PR #1649, opened 2022-01-01
Unix pipe: only report EPOLLIN event when data is available to read

francescolavra:
The Unix pipe implementation is incorrectly reporting both EPOLLIN and EPOLLHUP events on a pipe reader file descriptor after closing the writer file descriptor. This is causing `Null check operator used on a null value` unhandled exceptions when running a Dart program without AOT compilation.
This change fixes the above issue by only reporting EPOLLIN if data is available in the pipe buffer. A test case is being added to the pipe runtime test to check that the correct poll events are reported after closing the write side of a pipe.


sanderssj (commented):
LGTM

wjhun (approved):
LGTM

PR #1650, opened 2022-01-03
Network socket: modify poll events to match Linux implementation

francescolavra:
In Linux, a TCP socket that has never been connected reports (POLLHUP | POLLOUT) events when polled, and a TCP socket whose connection with the remote peer has been closed reports (POLLIN | POLLOUT).
This commit modifies the events reported in socket_events() to match the Linux implementation. This fixes an issue that makes the redis server (version 5.0.5) use 100% CPU when subject to a workload from YCSB; more specifically, the redis server relies on TCP sockets whose connection with the remote peer has been closed to report the EPOLLIN event.


sanderssj (commented):
LGTM

wjhun (approved):
LGTM

PR #1652, opened 2022-01-14
Add getsockopt support for reuseport/addr and tcp_nodelay

sanderssj:
This adds support in getsockopt for reading the values of SO_REUSEADDR,
SO_REUSEPORT, and TCP_NODELAY. SO_REUSEPORT is not currently
supported so it always returns 0 and setting it is a no-op. This also fixes
setting TCP_NODELAY in setsockopt which was setting the opposite value
requested.


wjhun (approved):
LGTM

PR #1653, opened 2022-01-15
restore correct detection of runtime test errors by defaulting to qemu debug exit

wjhun:
With the introduction of acpica and the default installation of the
acpi_powerdown vm_halt method on the PC platform, runtime CI tests have not
been passing the test exit codes back to the shell. This results in "make
runtime-tests" passing even if tests have failed with a non-zero exit code.

This adds a "debug_exit" manifest flag to indicate that vm_exit() should
return to qemu via the QEMU_HALT() function regardless of whether the platform
has installed a vm_halt method. An option has been added to mkfs to allow the
amending of manifest root tuples from the command line. Runtime tests are now
built with "debug_exit:t" added to the root tuples by default.

### DIFF
--- a/platform/pc/Makefile
+++ b/platform/pc/Makefile
@@ -276,7 +276,7 @@ ifeq ($(IMAGE),)
 endif
 	@ echo "MKFS	$@"
 	@ $(MKDIR) $(dir $(IMAGE))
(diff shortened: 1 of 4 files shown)


francescolavra (commented):
Looks good to me

PR #1654, opened 2022-01-17
Allocate vga buffer address from kernel va space

sanderssj:
The vga buffer physical was being mapped to the identity virtual address
which is in the user virtual address area. This change allocates a new
virtual address from kernel virtual addresses to map to the vga buffer.


wjhun (approved):
LGTM

PR #1658, opened 2022-01-24
Fix tfs-fuse resolve_cstring calls and add partition select flag

sanderssj:
Tfs-fuse was incorrectly passing nulls to resolve_cstring and resolve_cstring_follow causing 
crashes. Those have been replaced with the rootfs global pointer.

This change also adds a new flag '-b' which mounts the boot partition instead of the 
default root partition.


wjhun (approved):
LGTM

PR #1762, opened 2022-08-03
Syscalls: improve support for file data and metadata synchronization to the storage device

francescolavra:
The first commit changes the implementation of fsync and fdatasync to avoid flushing the TFS log when not needed. The filesystem_sync() function has been removed in favor of using filesystem_flush(), because there was duplicated code between these functions, and each filesystem_sync() call was triggering two calls to pagecache_sync_volume(). Similarly, filesystem_sync_node() (which was triggering an unnecessary call to pagecache_sync_volume) is being replaced by fsfile_flush(). In order to ensure that the completion of an fync/fdatasync syscall runs in the appropriate syscall context, calls to apply() have been replaced by calls to async_apply_status_handler() in the TFS code and the storage drivers that implement the flush operation.
The second commit adds support for the O_SYNC and O_DSYNC open(2) flags. When a regular file is opened with O_SYNC, by the time write(2) (or similar) returns, the output data and associated file metadata have been transferred to the underlying hardware. The O_DSYNC flag is similar, but it only flushes file metadata if they are needed to correctly handle a subsequent data retrieval.

### DIFF
--- a/src/kernel/storage.c
+++ b/src/kernel/storage.c
@@ -2,7 +2,6 @@
 #include <pagecache.h>
 #include <storage.h>
 #include <tfs.h>
-#include <unix.h>
 
 //#define STORAGE_DEBUG
 #ifdef STORAGE_DEBUG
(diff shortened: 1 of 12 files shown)


francescolavra:
I removed the context_apply_status_handler() macro and instead replaced calls to apply() with calls to async_apply_status_handler() in the TFS code and the storage drivers that implement the flush operation, in order to ensure that the completion of an fync/fdatasync/write syscall runs in the appropriate syscall context.

wjhun (approved):
[Edit: I just realized the async applies are only for flush completions. LGTM]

REQUIREMENT:
Word for word, repeat each entry from the listing above.

WRITTEN SOLUTION:
PR #1649, opened 2022-01-01
Unix pipe: only report EPOLLIN event when data is available to read

francescolavra:
The Unix pipe implementation is incorrectly reporting both EPOLLIN and EPOLLHUP events on a pipe reader file descriptor after closing the writer file descriptor. This is causing `Null check operator used on a null value` unhandled exceptions when running a Dart program without AOT compilation.
This change fixes the above issue by only reporting EPOLLIN if data is available in the pipe buffer. A test case is being added to the pipe runtime test to check that the correct poll events are reported after closing the write side of a pipe.


sanderssj (commented):
LGTM

wjhun (approved):
LGTM

PR #1650, opened 2022-01-03
Network socket: modify poll events to match Linux implementation

francescolavra:
In Linux, a TCP socket that has never been connected reports (POLLHUP | POLLOUT) events when polled, and a TCP socket whose connection with the remote peer has been closed reports (POLLIN | POLLOUT).
This commit modifies the events reported in socket_events() to match the Linux implementation. This fixes an issue that makes the redis server (version 5.0.5) use 100% CPU when subject to a workload from YCSB; more specifically, the redis server relies on TCP sockets whose connection with the remote peer has been closed to report the EPOLLIN event.


sanderssj (commented):
LGTM

wjhun (approved):
LGTM

PR #1652, opened 2022-01-14
Add getsockopt support for reuseport/addr and tcp_nodelay

sanderssj:
This adds support in getsockopt for reading the values of SO_REUSEADDR,
SO_REUSEPORT, and TCP_NODELAY. SO_REUSEPORT is not currently
supported so it always returns 0 and setting it is a no-op. This also fixes
setting TCP_NODELAY in setsockopt which was setting the opposite value
requested.


wjhun (approved):
LGTM

PR #1653, opened 2022-01-15
restore correct detection of runtime test errors by defaulting to qemu debug exit

wjhun:
With the introduction of acpica and the default installation of the
acpi_powerdown vm_halt method on the PC platform, runtime CI tests have not
been passing the test exit codes back to the shell. This results in "make
runtime-tests" passing even if tests have failed with a non-zero exit code.

This adds a "debug_exit" manifest flag to indicate that vm_exit() should
return to qemu via the QEMU_HALT() function regardless of whether the platform
has installed a vm_halt method. An option has been added to mkfs to allow the
amending of manifest root tuples from the command line. Runtime tests are now
built with "debug_exit:t" added to the root tuples by default.

### DIFF
--- a/platform/pc/Makefile
+++ b/platform/pc/Makefile
@@ -276,7 +276,7 @@ ifeq ($(IMAGE),)
 endif
 	@ echo "MKFS	$@"
 	@ $(MKDIR) $(dir $(IMAGE))
(diff shortened: 1 of 4 files shown)


francescolavra (commented):
Looks good to me

PR #1654, opened 2022-01-17
Allocate vga buffer address from kernel va space

sanderssj:
The vga buffer physical was being mapped to the identity virtual address
which is in the user virtual address area. This change allocates a new
virtual address from kernel virtual addresses to map to the vga buffer.


wjhun (approved):
LGTM

PR #1658, opened 2022-01-24
Fix tfs-fuse resolve_cstring calls and add partition select flag

sanderssj:
Tfs-fuse was incorrectly passing nulls to resolve_cstring and resolve_cstring_follow causing 
crashes. Those have been replaced with the rootfs global pointer.

This change also adds a new flag '-b' which mounts the boot partition instead of the 
default root partition.


wjhun (approved):
LGTM

PR #1762, opened 2022-08-03
Syscalls: improve support for file data and metadata synchronization to the storage device

francescolavra:
The first commit changes the implementation of fsync and fdatasync to avoid flushing the TFS log when not needed. The filesystem_sync() function has been removed in favor of using filesystem_flush(), because there was duplicated code between these functions, and each filesystem_sync() call was triggering two calls to pagecache_sync_volume(). Similarly, filesystem_sync_node() (which was triggering an unnecessary call to pagecache_sync_volume) is being replaced by fsfile_flush(). In order to ensure that the completion of an fync/fdatasync syscall runs in the appropriate syscall context, calls to apply() have been replaced by calls to async_apply_status_handler() in the TFS code and the storage drivers that implement the flush operation.
The second commit adds support for the O_SYNC and O_DSYNC open(2) flags. When a regular file is opened with O_SYNC, by the time write(2) (or similar) returns, the output data and associated file metadata have been transferred to the underlying hardware. The O_DSYNC flag is similar, but it only flushes file metadata if they are needed to correctly handle a subsequent data retrieval.

### DIFF
--- a/src/kernel/storage.c
+++ b/src/kernel/storage.c
@@ -2,7 +2,6 @@
 #include <pagecache.h>
 #include <storage.h>
 #include <tfs.h>
-#include <unix.h>
 
 //#define STORAGE_DEBUG
 #ifdef STORAGE_DEBUG
(diff shortened: 1 of 12 files shown)


francescolavra:
I removed the context_apply_status_handler() macro and instead replaced calls to apply() with calls to async_apply_status_handler() in the TFS code and the storage drivers that implement the flush operation, in order to ensure that the completion of an fync/fdatasync/write syscall runs in the appropriate syscall context.

wjhun (approved):
[Edit: I just realized the async applies are only for flush completions. LGTM]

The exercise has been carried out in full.